世界中を一気に巻き込むパンデミックになる可能性は、現時点では高くない。
しかし、感染した場合の重症度は高く、特に閉鎖空間や濃厚接触の場では警戒が必要な病気である。
ここを混同してはいけない。
「パンデミックにならない可能性が高い」から安全なのではない。
「感染が広がりにくい」から軽い病気なのでもない。
むしろ、ハンタウイルスの怖さは、広がり方よりも、発症した時の重症化リスクにある。
症状は風邪のように始まり、突然悪化する
ハンタウイルス肺症候群では、最初は発熱、筋肉痛、頭痛、倦怠感、吐き気、腹痛、下痢など、一般的なウイルス感染のような症状で始まることがある。WHOによると、その後、急激な呼吸困難や血圧低下に進むことがある。

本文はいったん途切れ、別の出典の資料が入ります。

PR #465, opened 2024-05-23
Pretty console logs

alexcos20:
Our console logs are pretty much unreadable, displayed as objects.
image
image

Now, it looks more appealing:

image

### DIFF
--- a/src/utils/logging/Logger.ts
+++ b/src/utils/logging/Logger.ts
@@ -173,7 +173,7 @@ const format: winston.Logform.Format = winston.format.combine(
   winston.format.prettyPrint()
 )
 const alignedWithColorsAndTime: winston.Logform.Format = winston.format.combine(
-  winston.format.colorize(),
+  winston.format.colorize({ all: true }),
   winston.format.timestamp(),
   winston.format.align(),
   winston.format.printf(


alexcos20:
Now it looks even better:

image

alexcos20:
Tests are looking way better as well:

image

src/utils/logging/Logger.ts
```diff
@@ -461,8 +469,8 @@ export class CustomNodeLogger {
   ) {
     if (!level) level = this.getLoggerLevel() || getDefaultLevel()
 
-    let msg = includeModuleName ? this.buildMessage(message) : message
-
+    // let msg = includeModuleName ? this.buildMessage(message) : message
```
jamiehewitt15, line 472:
```suggestion
```

src/utils/logging/Logger.ts
```diff
@@ -476,9 +484,9 @@ export class CustomNodeLogger {
   buildMessage(message: string) {
     const cpName = this.getModuleName()
     if (cpName) {
-      message = '[' + cpName.toUpperCase() + '] => ' + message
+      // message = '[' + cpName.toUpperCase() + '] => ' + message
```
jamiehewitt15, line 487:
```suggestion
```

jamiehewitt15 (approved):
They're looking a lot better! I suggest removing the comments to avoid cluttering the code, otherwise it's all good

paulo-ocean (approved):
less crowded indeed  :+1: 
i would personally prefer to keep the color scheme on the text as well, as i think it can drive more attention than just white text, but that's just my own preference anyway :-)

alexcos20:
> less crowded indeed 👍 i would personally prefer to keep the color scheme on the text as well, as i think it can drive more attention than just white text, but that's just my own preference anyway :-)

done, see above commit

PR #467, opened 2024-05-23
Updating Env docs

### LINKED ISSUE #462: Document env vars
Somehow, we ended up with two files documenting the envs.

Let's keep only one

jamiehewitt15:
Fixes #462

Changes proposed in this PR:

- Updating Env docs
- Removing second env file


bogdanfazakas:
Based on our channel discussion think we need to update the env docs using the generally preferred style.

bogdanfazakas:
@jamiehewitt15 since you also removed the 2'nd env file from docs, please update the reference from this topic as well https://github.com/oceanprotocol/ocean-node/tree/env-docs?tab=readme-ov-file#environment-variables
thanks

bogdanfazakas (approved):
lgtm

PR #470, opened 2024-05-24
Reduce build time

### LINKED ISSUE #468: Reduce build time
To reduce the build time, we don't have to build the dashboard every time. We could first check if the dashboard has had any changes, if not then there is no need to build it again.

jamiehewitt15:
Fixes #468 

Changes proposed in this PR:

- Static dashboard files are added to the git repo, so that the don't have to be built by the user
- Script has been added to check for changes in the dashboard. It is only rebuilt if there are changes.
- `npm run clean` script has been modified so that it doesn't delete the dashboard build files. 

Discussion point: We could also do the same thing for the node i.e. run a script that checks for changes, only build if something has changed.


paulo-ocean:
i have a few doubts/questions on this PR
why can't we just have "build:dashboard" optional on the package.json
IMO, we could have simply 2 entries (for example):
```
"build": "npm run clean && npm run build:tsc",
"build-all": "npm run clean && npm run build:tsc && npm run build:dashboard",
```
we use the 1st as we usually do, also on CI ... and when we want the dashboard as well we use the other other one. Seems much simpler than committing tons of chunk files to github, than having scripts to detect changes. For the node itself we probably always want to build on CI, only exception would probably be when committing only documentation or code comments (that we don't do much anyway :-) )...
tkx

jamiehewitt15:
> we could have simply 2 entries

We already have two commands `build` & `build:no-dashboard`. Your suggestion is to change the names and switch them around so that the default case is that the dashboard isn't built by default. 

That doesn't solve the problem for people who want to use the dashboard. The problem is that the dashboard takes a long time to build. The solution proposed here is: we don't have to build it every time, only build it if there are changes, and if there are no changes then it doesn't need to be built the static files can be run straight out of the repo.

paulo-ocean:
> > we could have simply 2 entries
> 
> We already have two commands `build` & `build:no-dashboard`. Your suggestion is to change the names and switch them around so that the default case is that the dashboard isn't built by default.
> 
> That doesn't solve the problem for people who want to use the dashboard. The problem is that the dashboard takes a long time to build. The solution proposed here is: we don't have to build it every time, only build it if there are changes, and if there are no changes then it doesn't need to be built - the static files can be run straight out of the repo.


"That doesn't solve the problem for people who want to use the dashboard. "  
Why do you think  that? 
If i want to use the dashboard i build it with "built-all" (or whatever name we choose), but that should be the exception not the rule... so IMO, the default build would be; without it

In any case, in my opinion it will never solve the problem, cause as long as we change something on the dashboard (regardless if i want to use it or not) it will always take some time to build, so we're not really reducing the dashboard build time... we're just either building or skipping the build... but with a very complex approach instead :-)

anyway, this is my opinion

jamiehewitt15:
> Why do you think that?

If you consider some people want to run a node, with a dashboard, and want it to all start together quickly. The simplest solution is providing them with the static dashboard files, so they don't need to build it.

> If i want to use the dashboard i build it with "build-all" (or whatever name we choose), but that should be the exception not the rule

Your solution amounts to telling people that if they want their node to start quickly they shouldn't run the dashboard. We can do better than this, simply by providing them with the static files.

paulo-ocean (approved):
ok, lets go with this solution then

jamiehewitt15:
@bogdanfazakas @mariacarmina @alexcos20 looking for a second review on this

bogdanfazakas (approved):

PR #474, opened 2024-05-27
Fix DecryptDdoHandler

FilipMasar:
Fixes edit DDO

When DDO metadata was updated, it was not updated in ocean-node


paulo-ocean (approved):
LGTM, 
nevertheless i think we should try to provide a better description of the issue, in this case is not critical since the change is minimal, but it looks like the issue is that we cannot "decrypt" a DDO when the transaction id provided was generated by some metadata "updated" event... and we're only expecting a metadata "created" event...

The provided description:
"When DDO metadata was updated, it was not updated in ocean-node" is a bit vague IMO, seems like we did not processed the event on the indexer/db or something, instead
thanks

PR #475, opened 2024-05-27
Fix FileInfoHandler

FilipMasar:
Fixes decrypt function in fileInfoHandler.

The "0x" prefix is not recognized by the Buffer.from method with the 'hex' encoding.


FilipMasar:
Closing because it's part of another PR already https://github.com/oceanprotocol/ocean-node/pull/454/files#diff-956bfe26272e9e8e9df0d65c5f60e65894abb754e6c47937e02956b913501f22R41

この「最初は普通の体調不良に見える」という点が厄介である。
単なる風邪だと思っていたら、数日後に呼吸状態が急に悪化する。
医療機関に行くのが遅れれば、酸素投与や集中治療が必要になる可能性もある。
CDCも、ハンタウイルス肺症候群は初期にはインフルエンザのような症状で始まり、重症化すると呼吸困難を起こす可能性があり、早期治療が重要だとしている。
クルーズ船という最悪の舞台
今回の件で特に注目すべきなのは、感染がクルーズ船で起きたという点である。
クルーズ船は、感染症にとって非常に特殊な環境だ。
乗客と乗員が長期間、同じ空間で生活する。
食事、客室、廊下、医療室、空調、共有スペースがある。
しかも、途中で複数の国や島に寄港する。
感染症が発生した場合、船内だけで完結するとは限らない。
乗客が途中で下船し、飛行機で別の国へ移動すれば、接触者追跡は一気に複雑になる。
今回も、スイスや南アフリカで関連症例が確認され、各国当局が接触者の追跡を進めていると報じられている。
この意味で、ハンタウイルスそのものが世界的パンデミックにならなくても、現代の移動社会では、局地的な感染症が一瞬で国際問題になるという現実を再び見せつけたと言える。
コロナ後の世界は、もう感染症に鈍感ではいられない
新型コロナ以降、世界は感染症に対して敏感になった。
一方で、多くの人は「またか」という疲れも感じている。
しかし、今回のハンタウイルスの件は、私たちに重要なことを思い出させている。
感染症は終わったわけではない。
ウイルスは人間の都合に合わせて消えてくれない。
人間が世界中を移動し、自然環境に入り込み、野生動物やネズミの生息地に近づけば、新たな感染リスクは常に生まれる。
特に、南米、アフリカ、島しょ地域、極地観光、エコツーリズム、クルーズ旅行のような「自然に近い旅」が増えれば、これまで一部地域に限られていた感染症が、国際ニュースになる可能性は高まる。
結論:次のコロナではないが、軽視してはいけない
今回のハンタウイルス騒動は、現時点で「次のパンデミック」と断定するような状況ではない。
WHOの専門家も、一般市民へのリスクは低いと説明している。
しかし、だからといって軽視してよい話でもない。
スペイン中央政府とカナリア諸島自治政府の間で対応が割れたことは、感染症対策における大きな現実を示している。
中央政府は国際的な医療・人道対応を考える。
自治政府は住民の安全と不安に直接向き合わなければならない。
その間で判断が揺れるのは、感染症が単なる医学の問題ではなく、政治、観光、経済、地域社会の不安を巻き込む問題だからである。
ハンタウイルスは、コロナのように世界を一気に止める病気ではないかもしれない。
しかし、致死性があり、感染経路に不明点があり、国境を越えて人が移動する現代では、十分に国際的な警戒対象となる。
「またパンデミックか」と恐れる必要はない。
だが、「パンデミックではないから大丈夫」と油断するのも間違っている。
今回のクルーズ船騒動は、私たちにこう問いかけている。
コロナが終わった後の世界は、本当に次の感染症に備えられているのか。